• [WORK REQUEST] Return, from the lines below, each one that includes the word "Rebased".

= = = = =

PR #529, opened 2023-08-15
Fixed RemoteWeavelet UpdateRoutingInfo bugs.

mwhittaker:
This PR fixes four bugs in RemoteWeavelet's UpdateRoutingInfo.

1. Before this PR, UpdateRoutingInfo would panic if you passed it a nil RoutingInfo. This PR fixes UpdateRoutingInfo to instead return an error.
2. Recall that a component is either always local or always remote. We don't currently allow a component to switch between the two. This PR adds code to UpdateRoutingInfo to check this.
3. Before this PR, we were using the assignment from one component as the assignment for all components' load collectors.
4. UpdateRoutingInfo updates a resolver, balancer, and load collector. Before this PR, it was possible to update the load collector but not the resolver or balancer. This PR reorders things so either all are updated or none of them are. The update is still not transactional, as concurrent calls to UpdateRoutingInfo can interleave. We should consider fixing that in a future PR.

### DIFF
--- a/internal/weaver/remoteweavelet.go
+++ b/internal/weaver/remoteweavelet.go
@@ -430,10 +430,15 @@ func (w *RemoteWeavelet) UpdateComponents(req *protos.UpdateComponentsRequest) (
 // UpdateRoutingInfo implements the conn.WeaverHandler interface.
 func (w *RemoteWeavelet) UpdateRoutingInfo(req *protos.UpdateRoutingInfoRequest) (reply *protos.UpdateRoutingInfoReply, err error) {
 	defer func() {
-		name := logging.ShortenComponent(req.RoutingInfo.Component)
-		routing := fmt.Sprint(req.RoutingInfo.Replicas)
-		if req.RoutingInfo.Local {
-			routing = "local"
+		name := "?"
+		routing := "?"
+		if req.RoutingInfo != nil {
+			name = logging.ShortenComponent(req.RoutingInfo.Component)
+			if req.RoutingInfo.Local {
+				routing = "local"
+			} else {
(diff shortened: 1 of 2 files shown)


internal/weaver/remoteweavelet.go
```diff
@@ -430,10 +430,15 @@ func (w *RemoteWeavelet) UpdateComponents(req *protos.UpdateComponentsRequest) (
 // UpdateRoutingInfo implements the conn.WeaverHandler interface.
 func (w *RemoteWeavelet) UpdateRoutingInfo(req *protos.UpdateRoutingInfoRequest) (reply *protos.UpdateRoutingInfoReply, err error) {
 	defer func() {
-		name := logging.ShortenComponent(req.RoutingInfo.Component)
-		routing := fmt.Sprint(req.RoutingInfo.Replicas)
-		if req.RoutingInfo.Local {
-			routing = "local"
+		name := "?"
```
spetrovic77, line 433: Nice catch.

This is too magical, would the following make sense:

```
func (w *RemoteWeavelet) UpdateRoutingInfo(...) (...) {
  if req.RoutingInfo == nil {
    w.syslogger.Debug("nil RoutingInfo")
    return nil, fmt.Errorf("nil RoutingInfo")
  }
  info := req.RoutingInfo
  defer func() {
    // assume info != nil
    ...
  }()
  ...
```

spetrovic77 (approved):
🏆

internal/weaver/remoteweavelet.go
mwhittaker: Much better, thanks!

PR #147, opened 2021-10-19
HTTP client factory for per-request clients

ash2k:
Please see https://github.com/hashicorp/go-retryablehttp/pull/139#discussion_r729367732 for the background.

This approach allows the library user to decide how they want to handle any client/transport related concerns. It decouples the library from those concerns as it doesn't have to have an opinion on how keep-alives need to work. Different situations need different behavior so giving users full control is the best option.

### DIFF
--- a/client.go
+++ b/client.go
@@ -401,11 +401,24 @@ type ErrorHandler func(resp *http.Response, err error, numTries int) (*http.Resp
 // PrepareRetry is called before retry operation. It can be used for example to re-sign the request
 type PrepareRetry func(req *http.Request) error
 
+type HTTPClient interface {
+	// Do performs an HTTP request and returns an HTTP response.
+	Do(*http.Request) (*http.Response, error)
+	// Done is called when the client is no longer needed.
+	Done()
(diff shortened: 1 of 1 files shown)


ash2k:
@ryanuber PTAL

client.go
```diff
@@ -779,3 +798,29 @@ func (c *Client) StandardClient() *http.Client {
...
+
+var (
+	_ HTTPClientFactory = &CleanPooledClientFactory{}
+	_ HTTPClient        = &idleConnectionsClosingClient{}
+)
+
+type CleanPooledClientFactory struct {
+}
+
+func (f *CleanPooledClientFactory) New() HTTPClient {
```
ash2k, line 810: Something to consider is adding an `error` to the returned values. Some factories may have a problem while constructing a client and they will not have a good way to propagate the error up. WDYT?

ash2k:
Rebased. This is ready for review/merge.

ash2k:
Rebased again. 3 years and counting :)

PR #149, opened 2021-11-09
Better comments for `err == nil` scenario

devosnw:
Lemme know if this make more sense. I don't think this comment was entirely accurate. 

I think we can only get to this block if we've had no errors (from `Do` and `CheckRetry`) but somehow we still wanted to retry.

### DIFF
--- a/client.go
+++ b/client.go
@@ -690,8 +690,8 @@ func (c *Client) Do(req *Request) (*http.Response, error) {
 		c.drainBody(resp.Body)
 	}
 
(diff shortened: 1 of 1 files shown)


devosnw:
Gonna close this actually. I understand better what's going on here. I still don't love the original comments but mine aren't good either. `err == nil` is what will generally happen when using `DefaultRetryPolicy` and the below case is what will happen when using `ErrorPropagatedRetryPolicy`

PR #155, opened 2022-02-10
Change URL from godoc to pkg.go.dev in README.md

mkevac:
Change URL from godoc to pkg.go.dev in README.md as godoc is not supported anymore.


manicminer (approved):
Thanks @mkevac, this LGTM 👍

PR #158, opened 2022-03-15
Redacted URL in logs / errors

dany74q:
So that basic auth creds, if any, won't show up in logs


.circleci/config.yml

= = = = =

• [TASK ANSWER]
Rebased. This is ready for review/merge.
Rebased again. 3 years and counting :)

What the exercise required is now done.